O trabalho do preso é considerado de fundamental importância no processo de ressocialização. Conforme dispõe o artigo 31 da Lei de Execução Penal que cita: “o condenado a pena privativa de liberdade está obrigado ao trabalho na medida de suas aptidões e capacidade”. Já o preso provisório, vale dizer, aquele ainda sem condenação definitiva (recolhido em razão de prisão em flagrante, prisão temporária, por decretação de prisão preventiva, pronúncia ou sentença condenatória recorrível), não está obrigado ao trabalho.
Na atribuição do trabalho deverão ser levadas em conta a habilitação, a condição pessoal e as necessidades futuras do preso, bem como as oportunidades oferecidas pelo mercado. A jornada normal de trabalho não será inferior a seis nem superior a 8 oito horas, com descanso nos domingos e feriados. (art. 32 LEP)
O produto da remuneração pelo trabalho deverá atender: à indenização dos danos causados pelo crime (desde que determinada judicialmente); à assistência da família do preso; às pequenas despesas sociais; ao ressarcimento ao Estado das despesas realizadas com a manutenção do condenado, em proporção a ser fixada e sem prejuízo da destinação acima prevista. A quantia restante será depositada para a constituição do pecúlio, em caderneta de poupança, que será entregue ao condenado quando posto em liberdade.
O trabalho do preso, conforme artigo 28, parágrafo 2º da Lei de Execução Penal, não está sujeito ao regime da Consolidação das Leis do Trabalho. No entanto, estabelecem as Regras Mínimas da ONU a necessidade de providências para indenizar os presos pelo acidente do trabalho ou em enfermidades profissionais em condições similares àquelas que a lei dispõe para o trabalhador livre (74.2). Nossa legislação protege essa orientação ao incluir, entre os direitos do preso, os da "Previdência Social" (arts. 39 do CP e 41, III, da LEP).
O Centro de Reeducação e Inclusão Social de Mulheres Apenadas do Maranhão – CRISMA- é um presídio feminino do Estado localizado na capital São Luis, no bairro do Olho D´água. Segundo a supervisora geral, o objetivo do CRISMA é “Repassar às mulheres apenadas a releitura de si mesmo através de atitudes que valorizam o homem conforme a visão cristã, como também aproveitar as oficinas artesanais para despertar e revelar talentos e ocupar o tempo em que estão reclusas, tanto as provisórias como as sentenciadas”.

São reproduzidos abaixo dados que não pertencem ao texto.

PR #808, opened 2017-09-08
Changed Debug and Verbose output colors

Erlite:
DarkGray is basically black on Linux (tested on Debian 8)


FiniteReality:
The actual colours displayed can be changed by the client, anyway.

Erlite:
Yeah but that will avoid some people asking why they can't see debug/verbose logging.

Issue #810, opened 2017-09-09
Channel Categories are not supported at the API-level


LiruMouse:
In Discord.Net 1.0.1 and on the latest dev(479361bbea4f7baebbb55ceb211ce9f02368b91e), Trying to interact with the bot will fail for any server with categories. Interaction in PMs and in servers without categories works fine.
(Oddly this isn't an issue for my bots still running on 0.9)

Here's a piece of my log from typing and sending a message in one such server:
```[23:47:14.2318847] [Gateway] Received Dispatch (TYPING_START)
[23:47:14.2318847] [Gateway] Unsynced Guild (TYPING_START Guild=63296437932273664).
[23:47:17.8300030] [Gateway] Received Dispatch (MESSAGE_CREATE)
[23:47:17.8305033] [Gateway] Unsynced Guild (MESSAGE_CREATE Guild=63296437932273664).
```

So I decided to do some debugging, and put a breakpoint in `client.MessageReceived`, I got a hit for DM, and for a server without categories, but not for messaging in any channel in a category server.

misapprehending:
You'll also get
`[Error] Gateway -> Error handling Dispatch (GUILD_AVAILABLE)`

FiniteReality:
This should be partially fixed in ec03883; a full fix is coming soon.

foxbot:
This has been resolved as of ec03883e26fca5f67cc00b8cd2ba8cc5b8158b73.

A patch release for this issue is live on NuGet under 1.0.2 -- the latest 2.0 alphas are also no longer affected.

PR #811, opened 2017-09-09
Create unspecified channel object for unknown channel types

AntiTcb:
Partial resolution of #810. Yay Discord for introducing breaking changes out of left field.

### DIFF
--- a/src/Discord.Net.WebSocket/Entities/Channels/SocketGuildChannel.cs
+++ b/src/Discord.Net.WebSocket/Entities/Channels/SocketGuildChannel.cs
@@ -10,7 +10,7 @@ using Model = Discord.API.Channel;
 namespace Discord.WebSocket
 {
     [DebuggerDisplay(@"{DebuggerDisplay,nq}")]
-    public abstract class SocketGuildChannel : SocketChannel, IGuildChannel
+    public class SocketGuildChannel : SocketChannel, IGuildChannel
     {
         private ImmutableArray<Overwrite> _overwrites;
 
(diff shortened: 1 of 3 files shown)


src/Discord.Net.WebSocket/Entities/Channels/SocketGuildChannel.cs
```diff
@@ -35,7 +35,8 @@ internal static SocketGuildChannel Create(SocketGuild guild, ClientState state,
                 case ChannelType.Voice:
                     return SocketVoiceChannel.Create(guild, state, model);
                 default:
-                    throw new InvalidOperationException("Unknown guild channel type");
+                    // TODO: Proper implementation for channel categories
+                    return new SocketGuildChannel(guild.Discord, model.Id, guild);
```
Chris-Johnston, line 39: Should we call SocketGuildChannel.Update before returning? That's what SocketTextChannel and SocketVoiceChannel both do.

```csharp
default:
// TODO: Proper implementation for channel categories
SocketGuildChannel ret = new SocketGuildChannel(guild.Discord, model.Id, guild);
ret.Update(state, model);
return ret;
```

In my example case, IGuildChannels returned by `IGuild#GetChannelsAsync()` at least have their names. [Screenshot before/after.](http://i.imgur.com/kKnSltG.png)

Same could probably be applied to `RestGuildChannel`.

AntiTcb: Doing so would make the assumption that whatever unknown channel type existed follows the Channel model pattern, to some degree, which, in reality probably could be safely assumed, but I'd err on the side of skepticism here.

Chris-Johnston: Aren't we already making that assumption by returning a `SocketGuildChannel` in the first place for this patch?

AntiTcb: `SocketGuildChannel.Create()` is only ever used internally in a context where you'd only ever expect guild channels.

Having said that, I should probably also change [RestChannel](https://github.com/RogueException/Discord.Net/blob/dev/src/Discord.Net.Rest/Entities/Channels/RestChannel.cs) to cover those bases as well.

PR #819, opened 2017-09-23
System Channel Id ("Welcome new members channel") support, fix #815

### LINKED ISSUE #815: No method for retrieving the "Welcome New Members" channel
Recently Discord has added a feature under Server Settings>Overview where one can set a channel as the channel that welcome messages will be sent to when a user joins. However, this change doesn't seem to be reflected in the .NET API yet as I can't find a method for obtaining the text channel set for welcoming new users. Will this be implemented, or has it already been implemented?

Chris-Johnston:
Implementation of the "new member messages channel" guild option. Tried to closely follow the similar implementation of AFKChannel.

I was able to test the functionality of `SocketChannel#SystemChannel` property and `IGuild.ModifyAsync`, and both appear to be working as expected.

Per @khionu 's comment on #815, and some confirmation in the debugger, `system_channel_id` appears to be the correct name for this value in the API. I kept this name in the implementation to stay consistent with the API.

Feedback and review is appreciated. My discord handle is ChrisJ#8703.

### DIFF
--- a/src/Discord.Net.Core/Entities/Guilds/GuildProperties.cs
+++ b/src/Discord.Net.Core/Entities/Guilds/GuildProperties.cs
@@ -60,6 +60,14 @@
         /// </summary>
         public Optional<ulong?> AfkChannelId { get; set; }
         /// <summary>
+        /// The ITextChannel where System messages should be sent.
+        /// </summary>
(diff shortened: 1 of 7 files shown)


FiniteReality (approved):
Looks good to me, I don't see any obvious issues.

PR #825, opened 2017-09-26
Improve the Command Service documentation

Still34:
### The PR will,
-	Fix minor grammatical errors.
-	Capitalize terms such as Commands, Modules and such, as the context is specific to the lib.
-	Wrap methods and properties in code blocks.

The current Command Service documentation suffers from several minor issues here and there; the PR aims to improve upon the Command Service section of the docs and add clarifications to ambiguous parts of the docs. 

Below are several issues that remain to be fixed or need to be clarified.

---

1. >This article is out of date and has not been rewritten yet.
Information is not guaranteed to be accurate.

The docs doesn't necessarily seem "out of date" as the warning claims. The basics seem pretty relevant to the latest version of the lib. This warning turns off newcomers, as they might think that the official guide is unusable because of it being "outdated."

---

2. >“To manually load a module, invoke [CommandService.AddModuleAsync], by passing in the generic type of your module and optionally, a dependency map.”

The latter part of the sentence seems unclear. Where should the user pass the dependency map to? 

---

3. >“First, you need to create an @System.IServiceProvider You may create your own IServiceProvider if you wish.” 

Any mention of @System.IServiceProvider is currently broken on the docs.

---

4. >“Submodules are Modules that reside within another one. Typically, submodules are used to create nested groups (although not required to create nested groups).”

Clarification on the part after "although?"

---

5. >“Finally, pass the map into the `LoadAssembly` method. Your modules will automatically be loaded with this dependency map.”

Where is this `LoadAssembly` method?

---

6. >Preconditions can be applied to Modules, Groups, or Commands.

The docs should mention `ParameterPreconditionAttribute`'s existence.

---

7. ~~>To use Commands, you must create a [Commands Service]...~~

~~The `[Commands Service]` xref tag is broken.~~

Resolved in f897798.

### DIFF
--- a/Discord.Net.sln
+++ b/Discord.Net.sln
@@ -1,6 +1,6 @@
 Microsoft Visual Studio Solution File, Format Version 12.00
 # Visual Studio 15
-VisualStudioVersion = 15.0.26228.4
+VisualStudioVersion = 15.0.26730.12
 MinimumVisualStudioVersion = 10.0.40219.1
 Project("{9A19103F-16F7-4668-BE54-9A1E7A4F7556}") = "Discord.Net.Core", "src\Discord.Net.Core\Discord.Net.Core.csproj", "{91E9E7BD-75C9-4E98-84AA-2C271922E5C2}"
 EndProject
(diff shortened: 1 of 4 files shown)


Still34:
In the sample code for Command Handler `var context = new CommandContext(client, message);`, shouldn't we encourage the use of `SocketCommandContext` instead?

PR #1241, opened 2019-01-18
Add Webhook example.

AntiTcb:


Chris-Johnston:
Depending on if/when #1260 is merged, should we update this example to pass the entire webhook URL? Might be easier to explain as users won't have to pick out the id and token from the string.

samples/04_webhook_client/Program.cs
```diff
@@ -0,0 +1,34 @@
...
+    {
+        static void Main(string[] args)
+            => new Program().MainAsync().GetAwaiter().GetResult();
+
+        public async Task MainAsync()
+        {
+            // The webhook url follows the format https://discordapp.com/api/webhooks/{id}/{token}
+            // Because anyone with the webhook URL can use your webhook
+            // you should NOT hard code the URL or ID + token into your application.
+            using (var client = new DiscordWebhookClient(webhookId: 0, webhookToken: ""))
```
Chris-Johnston:
```suggestion
            using (var client = new DiscordWebhookClient(Environment.GetEnvironmentVariable("WEBHOOK_URL")))
```
We can update this to use the new constructor. Comments should be updated to say that the env var needs to be set, or we can just let this example have a hardcoded string (since that's what it already was, effectively)

Chris-Johnston (changes requested):

samples/04_webhook_client/Program.cs
AntiTcb: Enough people get tripped up over the use of environment variables in the samples, I opted to just throw a hardcoded dummy url into it instead.

Chris-Johnston (approved):

PR #1255, opened 2019-01-31
Fix #1216, Add support for spoiler formatting & attachments

### LINKED ISSUE #1216: Add support for spoilers
Spoilers are on canary and they apply to text (just need to add a markdown), and images

Chris-Johnston:
Fix #1216 

Implements support for formatting text as spoilers, and spoiler attachments.
- Adds a method to convert text to spoiler text in the `Format` class.
- Adds `|` to the list of characters to escape, since this is used for formatting spoilers.
- Adds `isSpoiler` optional parameter to `SendFileAsync`.
    - Adds a field to `UploadFileParams`. When this is set to true, the file name will be prefixed with the text `"SPOILER_"`. Will also send the `hasSpoiler` value in the upload request body.
    - From my observations, the client only cares that attachments begin with `SPOILER_`, and not that the `hasSpoiler` property is supplied.
- Adds an extension method for `IAttachment` which checks if an attachment is a spoiler. Spoilers attachments can be of any type, not just images.

### DIFF
--- a/src/Discord.Net.Core/Entities/Messages/IAttachment.cs
+++ b/src/Discord.Net.Core/Entities/Messages/IAttachment.cs
@@ -6,11 +6,6 @@ namespace Discord
     public interface IAttachment
     {
         /// <summary>
-        ///     The prefix applied to files to indicate that it is a spoiler.
-        /// </summary>
-        public const string SpoilerPrefix = "SPOILER_";
-
-        /// <summary>
         ///     Gets the ID of this attachment.
         /// </summary>
         /// <returns>
--- a/src/Discord.Net.Core/Entities/Messages/IAttachment.cs
+++ b/src/Discord.Net.Core/Entities/Messages/IAttachment.cs
@@ -6,6 +6,11 @@ namespace Discord
     public interface IAttachment
     {
         /// <summary>
+        ///     The prefix applied to files to indicate that it is a spoiler.
+        /// </summary>
+        public const string SpoilerPrefix = "SPOILER_";
+
+        /// <summary>
         ///     Gets the ID of this attachment.
         /// </summary>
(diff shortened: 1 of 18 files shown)


src/Discord.Net.Core/Entities/Messages/IAttachment.cs
```diff
@@ -5,6 +5,11 @@ namespace Discord
     /// </summary>
     public interface IAttachment
     {
+        /// <summary>
+        ///     The prefix applied to files to indicate that it is a spoiler.
+        /// </summary>
+        public const string SpoilerPrefix = "SPOILER_";
```
Joe4evr: :eyes:? We're not building with preview compiler versions, are we?
How does this not produce a CI failure?

Joe4evr: [SharpLab, for reference.](https://sharplab.io/#v2:C4LgbgpgTglgZgTwDQBMQGoA+ABADAAmwEYBuAWAChsBmfGAO2GjgEMBjCfASQDEB7PpQDelfGMK02fegGdghIgQAa+ALz4ARPz4byFAL5A=)

Chris-Johnston: Nope, this was just my mistake. I didn't build before committing. Also, it seems that CI hasn't been working since we moved to the org.

FiniteReality: Yeah, we need to get it moved over from Volt's personal repo. cc @RogueException

AntiTcb:
Should also be added to `DiscordWebhookClient.SendFileAsync` if those support spoiler attachments as well.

Essa é a primeira unidade prisional inteiramente dedicada à custódia de mulheres apenadas do Estado, tendo capacidade para 80 internas, atualmente possui 69 apenadas, sendo que deste total, 29 cumprem pena em regime fechado, 22 em regime semi-aberto e 18 em regime provisório.
De acordo com informações colhidas, as três principais causas de condenação das presas são respectivamente: tráfico de drogas (ART.33 da lei 11.343), homicídio (ART. 121 Do Código Penal) e formação de quadrilha (caput da lei 10826/03). A média de escolaridade das apenadas é de ensino médio incompleto, a maioria possuía domicilio na própria Capital São Luis (80%) e resto no interior do Estado.
3.1 METODOLOGIA
O Centro de Reeducação e Inclusão Social de Mulheres Apenadas do Maranhão foi campo de pesquisa, utilizando-se como instrumentos questionários e entrevistas. Foram aplicadas questionários com 32 presas que cumprem pena em regime fechado, e foi realizado ao todo duas entrevistas: uma com a supervisora geral do CRISMA e a outra como assistente social.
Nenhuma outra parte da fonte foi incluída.